What the task asks:
Each entry that appears below should be restated exactly as it is.

Exercise inputs:

PR #1252, opened 2026-05-28
fix(burner): prevent panic in churnObjects with empty object list

Golevka2001:
## Type of change
- Bug fix

## Description
When namespace deletion is blocked by admission webhooks (e.g., Kyverno policies), leftover objects from previous runs may not match the expected label selector. This causes churnObjects to receive an empty object list, leading to a slice bounds out of range panic when calculating deletion percentages with the formula `math.Max(percent*0/100, 1)`.

This change adds a guard clause to check if the object list is empty before attempting any slice operations. When no objects are found matching the label selector, the churn cycle is gracefully skipped with a warning log instead of panicking.

### DIFF
--- a/pkg/burner/create.go
+++ b/pkg/burner/create.go
@@ -524,6 +524,10 @@ func (ex *JobExecutor) churnObjects(ctx context.Context) {
 					return timeI.Before(&timeJ)
 				})
 				log.Debugf("Total %s listed: %d, churning %d%%", obj.gvr.Resource, len(objectList.Items), ex.ChurnConfig.Percent)
+				if len(objectList.Items) == 0 {
+					log.Warnf("No %s found with label selector %s, skipping churn cycle", obj.gvr.Resource, labels.FormatLabels(labelSelector))
+					continue
+				}
 				percent := int(math.Max(float64(ex.ChurnConfig.Percent*len(objectList.Items)/100), 1))
 				objectsToDelete := objectList.Items[:percent]
 				log.Infof("Deleting %d %s", len(objectsToDelete), obj.gvr.Resource)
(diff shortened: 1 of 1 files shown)


Golevka2001:
## Steps to Reproduce

### 1. Install Kyverno

Install Kyverno in the cluster:

```bash
kubectl create -f https://github.com/kyverno/kyverno/releases/download/v1.16.2/install.yaml
```

### 2. Create a Namespace Deletion Blocking Policy

Create a Kyverno ClusterPolicy that blocks namespace deletion.

[block-namespace-deletion.yaml](https://github.com/user-attachments/files/28354558/block-namespace-deletion.yaml)

```bash
kubectl apply -f block-namespace-deletion.yaml
```

### 3. Run kube-burner Without the Policy (Optional)

First, run kube-burner successfully to create the initial namespace and objects. This step ensures objects are created cleanly on the first run.

[test.yaml](https://github.com/user-attachments/files/28354615/test.yaml)

[pod.yaml](https://github.com/user-attachments/files/28354623/pod.yaml)


```bash
kube-burner init -c test.yaml
```

### 4. Reproduce the Panic

Run kube-burner again. This time, the GC phase will fail to delete the namespace due to the Kyverno policy, leaving residual objects. The subsequent job creation will encounter "already exists" errors, and the churn phase will panic when trying to slice an empty object list.

```bash
kube-burner init -c test.yaml
```

### Expected Behavior

The command should panic with:

```
panic: runtime error: slice bounds out of range [:1] with capacity 0
```

The panic occurs in `pkg/burner/create.go:528` in the `churnObjects` function when attempting to slice `objectList.Items[:1]` on an empty list.

### Cleanup

To clean up after testing:

```bash
kubectl delete clusterpolicy block-namespace-deletion
kubectl delete namespace test-ns --force --grace-period=0
kubectl delete -f https://github.com/kyverno/kyverno/releases/download/v1.16.2/install.yaml
```

Golevka2001:
[panic.log](https://github.com/user-attachments/files/28354838/panic.log)

rsevilla87 (approved):
Thanks for the fix!,lgtm

PR #1258, opened 2026-06-19
Fix broken refs in udn-density-l3 example

afcollins:
## Type of change

- Bug fix

## Description

Example structure differs from the config file.


afcollins:
This one could probably use more love to sync with the downstream workload, to be more upstream-friendly

cc @mohit-sheth

vishnuchalla:
@afcollins mind doing a quick rebase?

vishnuchalla (approved):
lgtm

PR #1262, opened 2026-06-25
Defer cluster-scoped objects garbage collection

### LINKED ISSUE #1260: [BUG] improve GC code to clean up namespaces and cluster scoped objects in parallel
# Bug Description

If we see CUDN templates https://github.com/kube-burner/kube-burner-ocp/blob/main/cmd/config/cudn-density/cudn-density.yml#L213 , we are defining a new job for deleting CUDNs. 

```go-template
{{ if .GC }}
  # Job 4: Delete workload namespaces (kills pods, NADs start terminating)
  # Uses waitForDeletion: false because namespaces will be stuck in Terminating
  # until CUDNs are deleted in Job 5 (NAD finalizers block namespace deletion).
  - name: cudn-density-cleanup-namespaces
    jobType: delete
    waitForDeletion: false
    objects:
      - kind: Namespace
        apiVersion: v1
        labelSelector: {kube-burner.io/job: cudn-density-create-namespaces}

  # Job 5: Delete CUDNs (releases NAD finalizers, namespaces finish terminating)
  - name: cudn-density-cleanup-cudns
    jobType: delete
    waitForDeletion: true
    objects:
      - kind: ClusterUserDefinedNetwork
        apiVersion: k8s.ovn.org/v1
        labelSelector: {kube-burner.io/job: {{ $cudnJobName }} }
{{ end }}

``` 

The requirement is to delete the CUDN (cluster scoped object) and namespace in parallel. We can enhance our GC code like we have in our churn code to delete both in parallel

https://github.com/kube-burner/kube-burner/blob/main/pkg/burner/create.go#L884-L885

rsevilla87:
This pull request refactors the resource cleanup logic in the `JobExecutor`'s `gc` method to improve the order and clarity of resource deletion. The main change is separating the deletion of resources with predefined namespaces from cluster-scoped resources, and ensuring that resources with predefined namespaces are deleted first.

Resource cleanup logic refactor:

* Changed the order of deletion in the `gc` method of `JobExecutor` to delete resources with predefined namespaces before deleting cluster-scoped resources, improving clarity and potentially avoiding dependency issues. (`pkg/burner/job.go`, [[1]](diffhunk://#diff-bc606f2fd54d740859086073970bd68ea15b70016af24d3ac7a446741932b1edL493-R493) [[2]](diffhunk://#diff-bc606f2fd54d740859086073970bd68ea15b70016af24d3ac7a446741932b1edR524-R536)

With this change when using the default deletion strategy the sequence is:

1. gc namespaces
2. gc objects with predefined ns
3. gc cluster-scoped-resources

With the gvr strategy is:
1. gc objects in namespaces
2.  gc namespaces
3. gc objects with predefined ns
3. gc cluster-scoped-resources

closes: #1260


vishnuchalla (approved):
lgtm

Written solution:
PR #1252, opened 2026-05-28
fix(burner): prevent panic in churnObjects with empty object list

Golevka2001:
## Type of change
- Bug fix

## Description
When namespace deletion is blocked by admission webhooks (e.g., Kyverno policies), leftover objects from previous runs may not match the expected label selector. This causes churnObjects to receive an empty object list, leading to a slice bounds out of range panic when calculating deletion percentages with the formula `math.Max(percent*0/100, 1)`.

This change adds a guard clause to check if the object list is empty before attempting any slice operations. When no objects are found matching the label selector, the churn cycle is gracefully skipped with a warning log instead of panicking.

### DIFF
--- a/pkg/burner/create.go
+++ b/pkg/burner/create.go
@@ -524,6 +524,10 @@ func (ex *JobExecutor) churnObjects(ctx context.Context) {
 					return timeI.Before(&timeJ)
 				})
 				log.Debugf("Total %s listed: %d, churning %d%%", obj.gvr.Resource, len(objectList.Items), ex.ChurnConfig.Percent)
+				if len(objectList.Items) == 0 {
+					log.Warnf("No %s found with label selector %s, skipping churn cycle", obj.gvr.Resource, labels.FormatLabels(labelSelector))
+					continue
+				}
 				percent := int(math.Max(float64(ex.ChurnConfig.Percent*len(objectList.Items)/100), 1))
 				objectsToDelete := objectList.Items[:percent]
 				log.Infof("Deleting %d %s", len(objectsToDelete), obj.gvr.Resource)
(diff shortened: 1 of 1 files shown)


Golevka2001:
## Steps to Reproduce

### 1. Install Kyverno

Install Kyverno in the cluster:

```bash
kubectl create -f https://github.com/kyverno/kyverno/releases/download/v1.16.2/install.yaml
```

### 2. Create a Namespace Deletion Blocking Policy

Create a Kyverno ClusterPolicy that blocks namespace deletion.

[block-namespace-deletion.yaml](https://github.com/user-attachments/files/28354558/block-namespace-deletion.yaml)

```bash
kubectl apply -f block-namespace-deletion.yaml
```

### 3. Run kube-burner Without the Policy (Optional)

First, run kube-burner successfully to create the initial namespace and objects. This step ensures objects are created cleanly on the first run.

[test.yaml](https://github.com/user-attachments/files/28354615/test.yaml)

[pod.yaml](https://github.com/user-attachments/files/28354623/pod.yaml)


```bash
kube-burner init -c test.yaml
```

### 4. Reproduce the Panic

Run kube-burner again. This time, the GC phase will fail to delete the namespace due to the Kyverno policy, leaving residual objects. The subsequent job creation will encounter "already exists" errors, and the churn phase will panic when trying to slice an empty object list.

```bash
kube-burner init -c test.yaml
```

### Expected Behavior

The command should panic with:

```
panic: runtime error: slice bounds out of range [:1] with capacity 0
```

The panic occurs in `pkg/burner/create.go:528` in the `churnObjects` function when attempting to slice `objectList.Items[:1]` on an empty list.

### Cleanup

To clean up after testing:

```bash
kubectl delete clusterpolicy block-namespace-deletion
kubectl delete namespace test-ns --force --grace-period=0
kubectl delete -f https://github.com/kyverno/kyverno/releases/download/v1.16.2/install.yaml
```

Golevka2001:
[panic.log](https://github.com/user-attachments/files/28354838/panic.log)

rsevilla87 (approved):
Thanks for the fix!,lgtm

PR #1258, opened 2026-06-19
Fix broken refs in udn-density-l3 example

afcollins:
## Type of change

- Bug fix

## Description

Example structure differs from the config file.


afcollins:
This one could probably use more love to sync with the downstream workload, to be more upstream-friendly

cc @mohit-sheth

vishnuchalla:
@afcollins mind doing a quick rebase?

vishnuchalla (approved):
lgtm

PR #1262, opened 2026-06-25
Defer cluster-scoped objects garbage collection

### LINKED ISSUE #1260: [BUG] improve GC code to clean up namespaces and cluster scoped objects in parallel
# Bug Description

If we see CUDN templates https://github.com/kube-burner/kube-burner-ocp/blob/main/cmd/config/cudn-density/cudn-density.yml#L213 , we are defining a new job for deleting CUDNs. 

```go-template
{{ if .GC }}
  # Job 4: Delete workload namespaces (kills pods, NADs start terminating)
  # Uses waitForDeletion: false because namespaces will be stuck in Terminating
  # until CUDNs are deleted in Job 5 (NAD finalizers block namespace deletion).
  - name: cudn-density-cleanup-namespaces
    jobType: delete
    waitForDeletion: false
    objects:
      - kind: Namespace
        apiVersion: v1
        labelSelector: {kube-burner.io/job: cudn-density-create-namespaces}

  # Job 5: Delete CUDNs (releases NAD finalizers, namespaces finish terminating)
  - name: cudn-density-cleanup-cudns
    jobType: delete
    waitForDeletion: true
    objects:
      - kind: ClusterUserDefinedNetwork
        apiVersion: k8s.ovn.org/v1
        labelSelector: {kube-burner.io/job: {{ $cudnJobName }} }
{{ end }}

``` 

The requirement is to delete the CUDN (cluster scoped object) and namespace in parallel. We can enhance our GC code like we have in our churn code to delete both in parallel

https://github.com/kube-burner/kube-burner/blob/main/pkg/burner/create.go#L884-L885

rsevilla87:
This pull request refactors the resource cleanup logic in the `JobExecutor`'s `gc` method to improve the order and clarity of resource deletion. The main change is separating the deletion of resources with predefined namespaces from cluster-scoped resources, and ensuring that resources with predefined namespaces are deleted first.

Resource cleanup logic refactor:

* Changed the order of deletion in the `gc` method of `JobExecutor` to delete resources with predefined namespaces before deleting cluster-scoped resources, improving clarity and potentially avoiding dependency issues. (`pkg/burner/job.go`, [[1]](diffhunk://#diff-bc606f2fd54d740859086073970bd68ea15b70016af24d3ac7a446741932b1edL493-R493) [[2]](diffhunk://#diff-bc606f2fd54d740859086073970bd68ea15b70016af24d3ac7a446741932b1edR524-R536)

With this change when using the default deletion strategy the sequence is:

1. gc namespaces
2. gc objects with predefined ns
3. gc cluster-scoped-resources

With the gvr strategy is:
1. gc objects in namespaces
2.  gc namespaces
3. gc objects with predefined ns
3. gc cluster-scoped-resources

closes: #1260


vishnuchalla (approved):
lgtm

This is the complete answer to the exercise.